For the complete code, refer to this [example](https://github.com/rudderlabs/rudder-airflow-provider/tree/main/examples).

Mandatatory parameters for RudderstackRETLOperator:
* retl_connection_id: This is the [connection id](https://www.rudderstack.com/docs/data-pipelines/orchestration/airflow/#where-can-i-find-the-connection-id-for-my-reverse-etl-connection) for the sync job.
* connection_id: The Airflow connection to use for connecting to the Rudderstack API. Default value is `rudderstack_default`.

RudderstackRETLOperator exposes other configurable parameters as well. Mostly default values for them would be recommended.

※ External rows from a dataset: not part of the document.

Issue #145579, opened 2026-09-12
Reduce redundant Gateway work under sustained session activity


steipete:
All three fixes are landed and verified on main. Isolated Gateway workloads on baseline `47ce03dbc6994435af783fecf13d5586e7b307f4` identified three avoidable costs in existing owners. The fixes preserve session ownership and overrides, expiry behavior, lock identities, permission checks, and fresh resolution after authority callbacks:

- #145580 reuses configured model defaults within a session-list response. A synthetic 10,000-session search with 100 aliases improved from a median 1,303 ms to 708 ms; the resolver regression dropped from 42 calls to 2.
- #145581 skips recipient-map expiry sweeps before an expiry can be due. Processing 10,000 tool events through the actual handler with 10,000 tracked runs improved from a median 924 ms to 10 ms. Due expiry still scans the map.
- #145582 reuses canonical path facts within one ordinary coordinator acquisition. Median acquire/release time improved from 1.576 ms to 1.159 ms, with filesystem resolutions reduced from 4 to 2. This adds no persistent cache or schema, transaction, or lock-policy change.

These are component measurements with synthetic input. Independent reviews, regression and sibling tests, and exact-head hosted CI accompany the PRs. The session PR also passed 46 focused Linux tests after retaining both its regression cases and main's adjacent catalog-cache test during conflict resolution.

A separate combined-tree live OpenAI validation passed on an isolated Linux Testbox: 1,000 sessions, eight concurrent turns, 100 session updates, and 303 history probes. All eight streamed/final/RPC-history/independent post-shutdown SQLite transcript comparisons passed, with zero failed probes. Session-list p95 was 713 ms, history p95 277 ms, and update p95 60 ms. The Gateway exited cleanly, its owned process group was confirmed dead, and the task-owned Testbox lease was stopped and verified completed. No operator Gateway or state was changed.

The live fixture denied tools, disabled dreaming, and capped output at 128 tokens. It validates the combined three production fixes before the session branch's later main integration; it is not a paired performance comparison, live tool-delivery proof, or final-main live test. Eight completions were observed; total provider request count is unknown. Result SHA256: `ed3b506456f679066a4dc57458a09d4632c0cac4418cd965894bd3c4e5083aea`.

[...]

PR #137901, opened 2026-09-04
improve: reduce CPU usage for session lists with large catalogs

steipete:
## What Problem This Solves

Fixes an issue where opening or refreshing session lists consumes avoidable Gateway CPU time when the prepared model catalog is large. Session settings responses also repeat the selected model lookup.

## Why This Change Was Made

Reuse catalog hits and misses in the existing per-response row context, partitioned by the exact catalog array and provider/model identity. Carry the selected catalog entry from thinking projection into row and patch context-window projection, including ACP sessions. Separate agents retain their own catalog metadata, and each response starts fresh.

## User Impact

Large session lists require less synchronous Gateway work, leaving more event-loop time for other requests. Session fields, model selection, configuration behavior, and the public response shape remain unchanged.

## Evidence

- Regression through the actual asynchronous list owner: 80 ordinary/ACP rows previously triggered more than 140 underlying catalog lookups; the repaired response stays below 10. It covers hits, misses, case-distinct model IDs, separate agent catalogs with identical IDs, replaced catalog entries in the next response, patch context-window metadata, and exclusion of internal catalog fields from public results.
- Synthetic benchmark on Node 26.8.2: 2,921 sessions, 200 selected rows, a 1,000-model catalog, and 50 measured iterations after warm-up. Mean synchronous row projection fell from 58.46 ms to 24.44 ms (58.2%). Post-GC heap remained approximately 165 MiB. These are local projection measurements, not a live request-latency or OOM-resolution claim.
- All 306 tests passed across session utilities, performance, thinking defaults, ACP ownership, model identity, and plugin-runtime suites. The subsequently strengthened mixed-case regression passed separately, as did its Gateway test typecheck.
- All four existing GC tests passed on the final commit: retired list generations, child-link metadata, and scalar/batched transcript-title retention.
- The complete changed-file gate passed, including core types, all 16 test typecheck graphs, export scans, lint, and storage/runtime/import guards.
- Independent P2 review completed. Its single case-folding concern was rejected after checking the existing case-preserving key helper and proving distinct model names through the actual-list regression; there are no accepted findings.

Earlier September 4 measurements and built-Gateway parity results in this PR's history apply to its previous implementation. They remain historical evidence; the current revision's measurements and checks above are separate.

PR #145580, opened 2026-09-12
perf(gateway): reuse configured session models during listing

steipete:
<details>

</details>

## What Problem This Solves

Fixes an issue where users searching large session lists experience slow responses when many model aliases are configured. In the synthetic fixture, filtering 10,000 stored sessions occupies the Gateway event loop for over a second.

## Why This Change Was Made

Reuse each agent's configured default through the existing per-list model cache, including for rows without overrides. Cache identity preserves normalization mode; native session ownership and per-session parent override reads retain their existing behavior.

## User Impact

Session list searches and page projection spend less time repeating model selection. Returned models, inherited overrides, and ownership remain unchanged.

## Evidence

Synthetic component benchmark on Windows, Node 24.19.0, against baseline `47ce03dbc6994435af783fecf13d5586e7b307f4`: actual `listSessionsFromStoreAsync`, 100 configured model aliases, populated runtime model fields, page limit 100, five measured runs after two warmups.

| Stored sessions | Request | Median before | Median after |
| --- | --- | ---: | ---: |
| 1,000 | Search with no matches | 136.8 ms | 74.6 ms |
| 10,000 | Search with no matches | 1,303.0 ms | 708.0 ms |
| 10,000 | First page | 54.6 ms | 39.3 ms |

- Both new regression cases fail on the original code with 42 model resolutions for 40 sessions across two agents; both pass after the fix with two resolutions and correct model results.
- After integrating main's catalog-metadata optimization (#137901), all 46 focused Linux tests passed across performance, search, model identity, ACP ownership, and plugin runtime. Both independently added regression groups remain intact. The configured-default resolver and our regression block are byte-identical to the reviewed original patch; the PR still changes only these two files.
- Five focused suites: 292 passed, one unchanged Windows path assertion failed. The same `listAgentsForGateway includes effective workspace + model for default agent` case fails on the frozen baseline: expected `/tmp/default-workspace`, received `C:\tmp\default-workspace`. Its source hash is identical across baseline and candidate.
- Formatting, diff sanity, and 15 changed-check guards passed. Independent review is scoped-clean through P2.
- Combined physical-install validation passed core and core-test typechecks. The full changed check exited with two untouched dead-export findings; their owners, real consumers, and scanner configuration match immutable baseline blobs; no fresh baseline Knip run was performed.
- Real Gateway baseline profiling places session model resolution below 1% of sampled time per resolver. Broader Gateway stalls are dominated by synchronous state-coordinator work and are not claimed solved by this patch. Real Gateway HTTP/WebSocket runs with a synthetic provider completed, but the two-fix comparisons were mixed and do not establish a session-specific transport speedup; the table above measures synthetic component execution, not network or model latency.

Related: #145579


steipete:
Merged via squash.

- Prepared head SHA: [fd2db0ba53346e60521f649de868f71be539db61](https://github.com/openclaw/openclaw/pull/145580/commits/fd2db0ba53346e60521f649de868f71be539db61)
- Landed commit: [ca96441ed94f0a1bed4c879dcb8f96a2ff793ee4](https://github.com/openclaw/openclaw/commit/ca96441ed94f0a1bed4c879dcb8f96a2ff793ee4)

PR #127158, opened 2026-08-21
fix(gateway): prune idle tool event recipients

steipete:
Closes #127157

## What Problem This Solves

An idle Gateway retained expired tool-event recipient records because cleanup only ran during later recipient-registry operations. Completed runs could keep their historical run and connection IDs after the existing grace period had elapsed.

## Why This Change Was Made

Expose the registry's existing expiration routine to the Gateway's existing 60-second maintenance sweep. Keep the next-expiry bound so maintenance and tool events avoid scanning before cleanup is due. Preserve the post-prune audience lookup and release only empty run records.

## User Impact

Expired recipients are reclaimed on the next maintenance tick after their existing 10-minute active TTL or 30-second finalized grace. Recent recipients, late-event grace, registered run contexts, and other retained run state keep their existing behavior. No per-run timers, configuration, storage, or permission changes are introduced.

## Evidence

- The maintenance regression failed against unchanged main because an expired active recipient remained after the first tick. Removing only the maintenance hook also makes the final dedicated regression fail on the same assertion.
- Normal compiled-runner proof: `node scripts/run-vitest.mjs src/gateway/server-chat-state.test.ts src/gateway/server-maintenance.test.ts src/gateway/server-maintenance.recipients.test.ts` passed all 74 tests across three files. The regression covers idle cleanup, finalized grace, subsequent expiration, recent recipients, and preserved registrations.
- Fresh independent Codex review of the final three-file scope: no actionable P0-P2 findings.
- Targeted lint, changed-file formatting, line-cap and other completed static guards passed. Local `check:changed` stopped at the core TypeScript graph boundary because the borrowed compiler installation is outside the task checkout; no guard or dependency installation was changed. Exact-head hosted CI completed the required gates for `a6005b81e6ccd95a9e6791abb76116005c221536`: [run 35177855253](https://github.com/openclaw/openclaw/actions/runs/35177855253).
- Production delta: +16/-11 lines, net +5. The 68-line regression uses the existing maintenance-state fixture in a dedicated sibling file because the original maintenance test file is already at its line cap; its existing coverage is unchanged.

Refreshed onto main `8dd36a07c761d08229937f32c99a5456facfab4e`, including the shared CI repairs in #150455. The complete three-file patch is byte-identical to the reviewed and tested change. The local results above precede this mechanical refresh; exact-head CI has now passed as linked above.

PR #145581, opened 2026-09-12
perf(gateway): avoid repeated tool recipient expiry scans

steipete:
Related: #127158

<details>

</details>

## What Problem This Solves

Resolves a problem where delivering live tool progress becomes increasingly expensive as the Gateway tracks more active runs, including runs without tool-event recipients.

## Why This Change Was Made

The recipient registry checks the earliest possible expiry before scanning run state. A due expiry still triggers a full sweep and recomputes that deadline, preserving the existing ten-minute idle lifetime and thirty-second finalized grace period. This reduces repeated work during active tool streams.

Related #127158 addresses pre-existing idle cleanup without subsequent recipient activity; this change addresses repeated scanning during activity and does not add a maintenance hook.

## User Impact

Busy Gateways spend less CPU delivering live tool updates while preserving recipient ordering, refresh behavior, and finalized expiry.

## Evidence

- Synthetic benchmark through the real `createAgentEventHandler`, with 10,000 tracked active runs: median processing time for 10,000 tool events fell from **924.26 ms to 10.10 ms** (91.5×). Each scenario verified all 51,000 deliveries, including 1,000 warmup events and five measured batches. Node v24.19.0 on Windows; baseline `47ce03dbc6994435af783fecf13d5586e7b307f4`. Measurement excludes network and provider latency; due-expiry sweeps remain linear in tracked runs.
- **255 tests passed** with `node scripts/run-vitest.mjs src/gateway/server-chat-state.test.ts src/gateway/server-chat.agent-events.test.ts`. Coverage includes expired run audiences with current session subscribers, idle refresh, clock rollback, state clearing, and live tool-event routing.
- Core production and core-test typechecks, formatting, `git diff --check`, and the preceding changed-file guards passed in an independently installed validation checkout. **The full combined changed gate failed** on Knip findings for `canonicalProviderName` and `listPackagedStaticExtensionAssetOutputs` in unrelated scripts. Their definitions, real script consumers, and scanner configuration match immutable baseline blobs; a fresh clean-baseline Knip run has not been performed. All nine remaining selected lint/state/import guards passed when run separately; the combined gate remains failed.
- Real Gateway HTTP/WebSocket workloads completed with a synthetic provider. The two-fix comparisons were mixed and retained large control-plane stalls; they do not establish an event-routing-specific network speedup.
- Fresh autoreview returned one P2 claiming missing recipient lookups previously always pruned. Two independent inspections rejected that attribution: the [immutable baseline already guards pruning with `if (entry)`](https://github.com/openclaw/openclaw/blob/47ce03dbc6994435af783fecf13d5586e7b307f4/src/gateway/server-chat-state.ts#L645-L652), and this patch retains that condition. The raw review remains a finding with a documented rejection.

Related: #145579

### DIFF
--- a/src/gateway/server-chat-state.test.ts
+++ b/src/gateway/server-chat-state.test.ts
@@ -32,6 +32,52 @@ describe("createChatRunState", () => {
     },
   );
 
+  it("expires idle recipients while activity extends another run's lifetime", () => {
+    let now = 1_000;
+    const clock = vi.spyOn(Date, "now").mockImplementation(() => now);
+    try {
+      const state = createChatRunState();
+      state.toolEventRecipients.add("idle", "conn-idle");
+      state.toolEventRecipients.add("active", "conn-active");
+      now = 301_000;
+      expect(state.toolEventRecipients.get("active")).toEqual(new Set(["conn-active"]));
+      now = 600_999;
+      state.toolEventRecipients.get("active");
+      expect(state.runs.has("idle")).toBe(true);
+      now += 1;
+      state.toolEventRecipients.get("active");
+      expect(state.runs.has("idle")).toBe(false);
+      expect(state.toolEventRecipients.get("active")).toEqual(new Set(["conn-active"]));
+    } finally {
+      clock.mockRestore();
+    }
+  });
+
+  it.each([false, true])(
+    "expires new recipients after clock rollback (clear previous state: %s)",
+    (clear) => {
+      let now = 1_000_000;
+      const clock = vi.spyOn(Date, "now").mockImplementation(() => now);
+      try {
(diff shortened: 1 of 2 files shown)


steipete:
Merged via squash.

- Prepared head SHA: [53a9c9a150b362a94d95d2c745fd481578a9c9ce](https://github.com/openclaw/openclaw/pull/145581/commits/53a9c9a150b362a94d95d2c745fd481578a9c9ce)
- Landed commit: [f7306cc5fbfdf6312c71f37d77db06db532c5743](https://github.com/openclaw/openclaw/commit/f7306cc5fbfdf6312c71f37d77db06db532c5743)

* request_max_retries: The maximum number of times requests to the RudderStack API should be retried before failng.
* request_retry_delay: Time (in seconds) to wait between each request retry.
* request_timeout: Time (in seconds) after which the requests to RudderStack are declared timed out.
* poll_interval: Time (in seconds) for polling status of triggered job.
* poll_timeout: Time (in seconds) after which the polling for a triggered job is declared timed out.
* wait_for_completion: Boolean if execution run should poll and wait till completion of sync. Default value is True.
* sync_type: Type of sync to trigger `incremental` or `full`. Default is None as RudderStack will be deteriming sync type.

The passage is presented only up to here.